→ INSTRUCTIONS TO FOLLOW
Among the entries below, find the lines with the word "scoped" and return them.
*** SUPPLIED DATA Section Begins ***
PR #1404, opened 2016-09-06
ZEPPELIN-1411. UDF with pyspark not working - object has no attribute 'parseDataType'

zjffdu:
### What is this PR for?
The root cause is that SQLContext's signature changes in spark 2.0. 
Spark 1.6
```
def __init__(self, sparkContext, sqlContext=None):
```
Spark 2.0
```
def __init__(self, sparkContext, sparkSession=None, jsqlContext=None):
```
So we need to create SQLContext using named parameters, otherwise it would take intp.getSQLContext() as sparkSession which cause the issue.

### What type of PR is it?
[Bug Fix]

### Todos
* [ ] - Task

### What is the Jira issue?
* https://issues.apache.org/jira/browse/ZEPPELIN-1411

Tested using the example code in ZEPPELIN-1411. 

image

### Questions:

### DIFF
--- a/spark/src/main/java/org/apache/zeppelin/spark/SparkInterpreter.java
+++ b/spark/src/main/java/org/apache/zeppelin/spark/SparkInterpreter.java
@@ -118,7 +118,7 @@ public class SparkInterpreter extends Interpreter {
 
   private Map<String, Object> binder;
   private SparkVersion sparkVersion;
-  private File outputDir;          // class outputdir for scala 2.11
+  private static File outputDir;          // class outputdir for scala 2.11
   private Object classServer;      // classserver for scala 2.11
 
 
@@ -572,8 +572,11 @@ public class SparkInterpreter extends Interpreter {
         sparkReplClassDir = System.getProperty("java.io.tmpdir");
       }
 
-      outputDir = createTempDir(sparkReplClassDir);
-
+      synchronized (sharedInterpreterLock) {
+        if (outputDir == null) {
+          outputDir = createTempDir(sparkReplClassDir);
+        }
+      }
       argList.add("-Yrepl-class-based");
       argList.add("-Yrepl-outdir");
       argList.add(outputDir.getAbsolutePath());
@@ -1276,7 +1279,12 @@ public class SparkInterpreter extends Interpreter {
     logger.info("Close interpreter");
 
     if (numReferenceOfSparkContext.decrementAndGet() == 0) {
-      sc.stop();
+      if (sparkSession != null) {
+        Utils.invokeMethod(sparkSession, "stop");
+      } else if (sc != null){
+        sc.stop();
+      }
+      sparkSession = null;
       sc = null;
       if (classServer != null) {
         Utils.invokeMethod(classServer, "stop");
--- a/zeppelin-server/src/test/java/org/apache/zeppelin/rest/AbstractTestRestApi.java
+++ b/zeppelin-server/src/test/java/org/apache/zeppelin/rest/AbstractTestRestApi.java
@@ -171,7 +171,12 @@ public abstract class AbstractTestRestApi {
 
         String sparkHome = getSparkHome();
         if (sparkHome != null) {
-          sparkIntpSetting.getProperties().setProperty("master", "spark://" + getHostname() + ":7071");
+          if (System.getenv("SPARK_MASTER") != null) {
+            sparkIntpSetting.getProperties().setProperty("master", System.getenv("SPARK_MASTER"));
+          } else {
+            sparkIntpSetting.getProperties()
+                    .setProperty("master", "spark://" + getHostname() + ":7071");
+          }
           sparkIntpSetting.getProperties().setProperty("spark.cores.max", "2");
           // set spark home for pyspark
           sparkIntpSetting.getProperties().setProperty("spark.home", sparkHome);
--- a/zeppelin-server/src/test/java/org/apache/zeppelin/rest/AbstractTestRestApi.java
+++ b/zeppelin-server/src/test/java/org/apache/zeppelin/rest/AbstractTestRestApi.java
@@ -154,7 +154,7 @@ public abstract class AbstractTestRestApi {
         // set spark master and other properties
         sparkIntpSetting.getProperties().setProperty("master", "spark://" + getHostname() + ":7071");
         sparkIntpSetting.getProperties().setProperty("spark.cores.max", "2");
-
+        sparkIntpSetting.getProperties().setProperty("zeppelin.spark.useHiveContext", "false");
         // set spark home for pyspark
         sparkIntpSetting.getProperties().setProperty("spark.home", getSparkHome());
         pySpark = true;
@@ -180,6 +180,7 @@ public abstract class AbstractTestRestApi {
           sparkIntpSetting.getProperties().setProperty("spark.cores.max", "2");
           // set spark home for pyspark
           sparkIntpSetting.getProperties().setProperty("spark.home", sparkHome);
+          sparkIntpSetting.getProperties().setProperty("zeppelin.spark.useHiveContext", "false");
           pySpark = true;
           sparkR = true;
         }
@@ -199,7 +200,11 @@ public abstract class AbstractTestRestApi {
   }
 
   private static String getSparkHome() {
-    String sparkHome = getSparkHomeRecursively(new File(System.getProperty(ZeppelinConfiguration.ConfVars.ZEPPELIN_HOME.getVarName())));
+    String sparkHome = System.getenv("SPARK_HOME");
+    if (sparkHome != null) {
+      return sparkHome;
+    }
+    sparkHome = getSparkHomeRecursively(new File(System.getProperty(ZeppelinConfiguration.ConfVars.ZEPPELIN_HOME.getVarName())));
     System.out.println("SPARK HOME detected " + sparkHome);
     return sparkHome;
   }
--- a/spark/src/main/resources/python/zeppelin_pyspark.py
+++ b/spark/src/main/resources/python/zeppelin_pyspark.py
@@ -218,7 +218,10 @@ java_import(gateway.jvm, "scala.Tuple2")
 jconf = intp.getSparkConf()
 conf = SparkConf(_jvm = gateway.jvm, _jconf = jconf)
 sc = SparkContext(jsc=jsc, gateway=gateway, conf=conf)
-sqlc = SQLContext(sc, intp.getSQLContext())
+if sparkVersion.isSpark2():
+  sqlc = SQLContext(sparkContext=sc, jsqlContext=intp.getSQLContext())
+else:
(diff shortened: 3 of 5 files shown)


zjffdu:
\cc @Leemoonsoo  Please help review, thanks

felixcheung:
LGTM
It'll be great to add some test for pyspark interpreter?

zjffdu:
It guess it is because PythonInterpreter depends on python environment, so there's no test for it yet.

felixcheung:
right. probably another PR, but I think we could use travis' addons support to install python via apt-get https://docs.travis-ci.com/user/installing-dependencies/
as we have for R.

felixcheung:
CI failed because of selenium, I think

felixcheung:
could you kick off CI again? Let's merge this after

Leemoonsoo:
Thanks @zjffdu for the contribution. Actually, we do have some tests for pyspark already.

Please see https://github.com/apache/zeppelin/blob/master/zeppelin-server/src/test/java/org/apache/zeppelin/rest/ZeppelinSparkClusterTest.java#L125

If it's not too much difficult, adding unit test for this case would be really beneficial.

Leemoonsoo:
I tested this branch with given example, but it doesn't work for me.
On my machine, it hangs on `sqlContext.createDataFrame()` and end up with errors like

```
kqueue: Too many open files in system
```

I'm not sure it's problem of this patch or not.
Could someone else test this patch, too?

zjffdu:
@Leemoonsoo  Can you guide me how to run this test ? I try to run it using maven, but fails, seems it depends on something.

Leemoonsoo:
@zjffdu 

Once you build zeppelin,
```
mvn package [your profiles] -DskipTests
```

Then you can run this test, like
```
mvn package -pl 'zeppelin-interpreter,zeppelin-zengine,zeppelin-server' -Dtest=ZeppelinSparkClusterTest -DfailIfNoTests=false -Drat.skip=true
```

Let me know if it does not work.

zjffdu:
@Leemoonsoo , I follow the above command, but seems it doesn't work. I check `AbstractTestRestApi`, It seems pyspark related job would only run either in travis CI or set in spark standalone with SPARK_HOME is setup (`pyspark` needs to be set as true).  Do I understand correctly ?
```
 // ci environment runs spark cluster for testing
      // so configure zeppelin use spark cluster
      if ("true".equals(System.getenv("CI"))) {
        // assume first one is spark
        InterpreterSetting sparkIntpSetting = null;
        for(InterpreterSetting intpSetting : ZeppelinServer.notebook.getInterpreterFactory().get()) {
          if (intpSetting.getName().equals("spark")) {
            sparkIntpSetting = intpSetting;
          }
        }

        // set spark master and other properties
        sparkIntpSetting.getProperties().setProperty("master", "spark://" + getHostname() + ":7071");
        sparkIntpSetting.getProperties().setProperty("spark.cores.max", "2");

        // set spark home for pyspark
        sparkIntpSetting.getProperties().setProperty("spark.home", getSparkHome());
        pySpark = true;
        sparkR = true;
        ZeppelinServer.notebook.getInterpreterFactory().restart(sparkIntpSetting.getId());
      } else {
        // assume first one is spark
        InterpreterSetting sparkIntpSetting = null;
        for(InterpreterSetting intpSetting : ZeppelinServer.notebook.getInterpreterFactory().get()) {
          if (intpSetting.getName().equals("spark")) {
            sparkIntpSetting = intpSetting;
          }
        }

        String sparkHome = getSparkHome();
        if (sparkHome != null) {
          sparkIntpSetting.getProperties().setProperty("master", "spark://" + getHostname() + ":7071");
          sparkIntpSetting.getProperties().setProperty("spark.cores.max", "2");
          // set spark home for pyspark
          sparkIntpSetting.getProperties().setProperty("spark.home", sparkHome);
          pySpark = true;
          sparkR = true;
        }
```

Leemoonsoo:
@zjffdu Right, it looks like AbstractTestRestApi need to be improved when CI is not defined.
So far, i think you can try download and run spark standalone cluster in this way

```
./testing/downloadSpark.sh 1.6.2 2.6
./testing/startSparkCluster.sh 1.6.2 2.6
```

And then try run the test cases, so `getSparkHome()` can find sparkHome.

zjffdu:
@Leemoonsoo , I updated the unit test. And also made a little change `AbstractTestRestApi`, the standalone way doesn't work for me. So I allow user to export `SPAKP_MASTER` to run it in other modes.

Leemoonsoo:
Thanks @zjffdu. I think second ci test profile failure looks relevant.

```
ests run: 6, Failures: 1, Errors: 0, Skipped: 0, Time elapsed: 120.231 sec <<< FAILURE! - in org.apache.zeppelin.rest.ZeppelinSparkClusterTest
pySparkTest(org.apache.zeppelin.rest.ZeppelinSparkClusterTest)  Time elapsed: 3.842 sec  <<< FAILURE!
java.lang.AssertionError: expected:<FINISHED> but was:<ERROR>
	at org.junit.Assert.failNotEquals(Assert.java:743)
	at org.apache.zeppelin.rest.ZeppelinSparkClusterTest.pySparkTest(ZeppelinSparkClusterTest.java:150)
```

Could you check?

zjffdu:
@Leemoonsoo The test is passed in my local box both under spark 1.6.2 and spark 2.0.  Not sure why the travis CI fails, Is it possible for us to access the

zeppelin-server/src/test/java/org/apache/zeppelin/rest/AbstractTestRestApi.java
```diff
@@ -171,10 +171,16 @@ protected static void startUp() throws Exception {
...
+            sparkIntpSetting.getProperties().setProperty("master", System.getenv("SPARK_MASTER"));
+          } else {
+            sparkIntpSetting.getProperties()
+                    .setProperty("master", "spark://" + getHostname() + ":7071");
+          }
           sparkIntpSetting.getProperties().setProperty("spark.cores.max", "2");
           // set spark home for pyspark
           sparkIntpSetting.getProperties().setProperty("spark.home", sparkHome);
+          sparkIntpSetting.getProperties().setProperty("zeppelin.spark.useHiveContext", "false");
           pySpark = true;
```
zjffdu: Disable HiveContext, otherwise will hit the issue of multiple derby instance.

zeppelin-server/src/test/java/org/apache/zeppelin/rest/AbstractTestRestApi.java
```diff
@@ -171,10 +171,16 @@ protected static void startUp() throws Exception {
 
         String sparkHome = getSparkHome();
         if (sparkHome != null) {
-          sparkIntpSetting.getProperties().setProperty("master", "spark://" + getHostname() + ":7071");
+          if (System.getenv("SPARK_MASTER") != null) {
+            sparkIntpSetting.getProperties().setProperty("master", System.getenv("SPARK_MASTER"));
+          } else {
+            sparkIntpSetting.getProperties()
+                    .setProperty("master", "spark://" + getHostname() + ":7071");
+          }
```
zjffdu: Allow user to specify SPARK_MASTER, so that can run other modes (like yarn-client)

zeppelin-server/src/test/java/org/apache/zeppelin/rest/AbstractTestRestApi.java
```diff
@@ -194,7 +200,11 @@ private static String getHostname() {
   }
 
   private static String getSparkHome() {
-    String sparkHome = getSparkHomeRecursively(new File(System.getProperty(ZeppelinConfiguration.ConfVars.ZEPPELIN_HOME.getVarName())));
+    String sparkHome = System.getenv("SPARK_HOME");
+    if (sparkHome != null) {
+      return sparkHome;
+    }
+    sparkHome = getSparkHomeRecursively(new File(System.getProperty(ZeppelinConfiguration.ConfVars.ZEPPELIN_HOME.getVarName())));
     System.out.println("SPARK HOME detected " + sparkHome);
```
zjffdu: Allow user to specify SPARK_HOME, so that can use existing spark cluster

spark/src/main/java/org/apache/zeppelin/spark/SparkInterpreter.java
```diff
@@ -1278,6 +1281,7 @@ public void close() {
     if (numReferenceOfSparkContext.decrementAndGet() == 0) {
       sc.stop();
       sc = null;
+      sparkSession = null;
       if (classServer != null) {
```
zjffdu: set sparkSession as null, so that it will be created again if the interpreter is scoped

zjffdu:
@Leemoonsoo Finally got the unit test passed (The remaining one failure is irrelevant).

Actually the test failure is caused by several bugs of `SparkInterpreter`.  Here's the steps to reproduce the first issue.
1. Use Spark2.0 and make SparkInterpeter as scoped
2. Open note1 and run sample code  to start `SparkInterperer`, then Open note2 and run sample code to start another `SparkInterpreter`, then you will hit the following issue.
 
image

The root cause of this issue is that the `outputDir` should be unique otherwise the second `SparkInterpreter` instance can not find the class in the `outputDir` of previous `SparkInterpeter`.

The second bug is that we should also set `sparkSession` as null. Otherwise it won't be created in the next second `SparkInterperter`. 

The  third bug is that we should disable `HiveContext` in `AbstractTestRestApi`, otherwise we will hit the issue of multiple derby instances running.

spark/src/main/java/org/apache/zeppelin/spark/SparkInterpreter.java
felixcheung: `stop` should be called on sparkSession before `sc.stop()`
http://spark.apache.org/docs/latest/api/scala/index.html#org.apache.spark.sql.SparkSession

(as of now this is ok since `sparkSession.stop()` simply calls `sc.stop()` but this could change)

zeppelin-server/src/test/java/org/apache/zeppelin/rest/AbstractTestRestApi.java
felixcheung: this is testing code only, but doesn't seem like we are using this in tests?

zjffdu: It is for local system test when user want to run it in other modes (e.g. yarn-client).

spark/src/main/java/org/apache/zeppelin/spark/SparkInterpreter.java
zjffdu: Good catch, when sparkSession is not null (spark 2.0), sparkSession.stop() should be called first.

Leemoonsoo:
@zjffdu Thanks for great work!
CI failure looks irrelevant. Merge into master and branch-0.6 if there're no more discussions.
*** SUPPLIED DATA Section Ends ***
→ WRITTEN RESPONSE
zjffdu: set sparkSession as null, so that it will be created again if the interpreter is scoped
1. Use Spark2.0 and make SparkInterpeter as scoped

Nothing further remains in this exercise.